Information provided:
PR #4283, opened 2022-12-04
pscanrules: CSP Meta Handling and dependency update

kingthorin:
- Update Salvation library dependency to 3.0.1. Update tests to accommodate updated functionality.
- CHANGELOG > Add change notes.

Exercise: Type out all of the material again, word for word.

Task output:
PR #4283, opened 2022-12-04
pscanrules: CSP Meta Handling and dependency update

kingthorin:
- Update Salvation library dependency to 3.0.1. Update tests to accommodate updated functionality.
- CHANGELOG > Add change notes.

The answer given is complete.